Synthesis and characterization of a novel indoline based nonlinear optical chromophore with excellent electro-optic activity and high thermal stability by modifying the π-conjugated bridges
Abstract
Two novel second order nonlinear optical (NLO) chromophores based on indoline donors and tricyanofuran (TCF) acceptors linked together via modified polyene π-conjugation bridges have been synthesized in good overall yields and systematically characterized. Thermal stability, optical property and electro-optic property were measured to investigate the effects of the introduced rigid benzene derivative steric hindrance group on the bridge. Besides, density functional theory (DFT) was used to calculate the HOMO–LUMO energy gaps and first-order hyperpolarizability (β) of these chromophores. After introducing the benzene derivative steric hindrance group into the bridge, chromophore CLH-2 showed very good thermal stability with a decomposition temperature of 250 °C, which was 83 °C higher than chromophore CLH-1 without the isolation group on the bridge.
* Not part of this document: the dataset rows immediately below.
PR #173, opened 2020-01-30
Time and channel BDA

sjperkins:
- [x] Tests added / passed

  ```bash
  $ py.test -v -s africanus
  ```

  ```
  $ autopep8 -r -i africanus
  $ flake8 africanus
  $ pycodestyle africanus
  ```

In electro-optic activity, the introduction of rigid steric hindrance groups can effectively reduce dipole–dipole interactions to translate the relatively small β values into bulk high EO activities. By doping chromophores CLH-1 and CLH-2 with a high loading of 45 wt% in APC, EO coefficients (r33) of up to 63 and 102 pm V−1 at 1310 nm can be achieved, respectively. The r33 value of the new chromophore CLH-2 was about 1.6 times that of chromophore CLH-1. The high r33 value, good thermal stability and high yield suggest the promising applications of the new chromophore in nonlinear optical areas.